Shopping addiction can be dangerous

Hannah Bealer and Hannah Bealer

Hi, my name is Hannah Bealer and I’m addicted to Amazon.com.

I’m not necessarily proud of my addiction, but I do believe online shopping has its benefits.

First of all, it’s extremely convenient. As much as I enjoy the real shopping experience, I love the convenience of simply logging on to Amazon and ordering whatever I need, sometimes at a smaller price.

Going through my order history, I came across lots of novels, DVDs, textbooks and a bubble umbrella, not to mention my Kindle which only encourages further spending.

If you’re feeling a bit guarded toward Amazon but still want to try it out, I would highly recommend using your account to purchase used textbooks. You can find good-quality used or even new textbooks for a much smaller price than the University bookstore offers.?
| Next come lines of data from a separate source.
PR #937, opened 2018-02-09
Variable name should not be the same as imported package name

hangyan:


hangyan:
@surajnarwade @cdrage CI seems unstable..

cdrage:
@hangyan Yeah, looks like the Fedora build system went down temporarily. I've gone ahead and restarted the build.

hangyan:
@cdrage  how do i re-trigger the build?

cdrage:
@hangyan If you do a force update, it can re-trigger the build (for example, using `git commit --amend` and amending the message and updating the PR).

I've triggered a rebuild manually however..

hangyan:
@cdrage CI passed

PR #62, opened 2021-02-05
Support C++ style casts

werat:
Introduce basic support for C++ style casts: `static_cast`, `dynamic_cast` and `reinterpret_cast`.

Also, Kindle is great for avid readers who are willing to sacrifice an actual book for $9.99 new releases.

Amazon is also great when it comes to quality. Sellers will write a description of the item. If it is used, they will write whatever flaws it might have. Customers can rate whoever they bought from and comment on their profiles. I always buy from sellers who have an approval rating of 98 percent or above; they’re not hard to find.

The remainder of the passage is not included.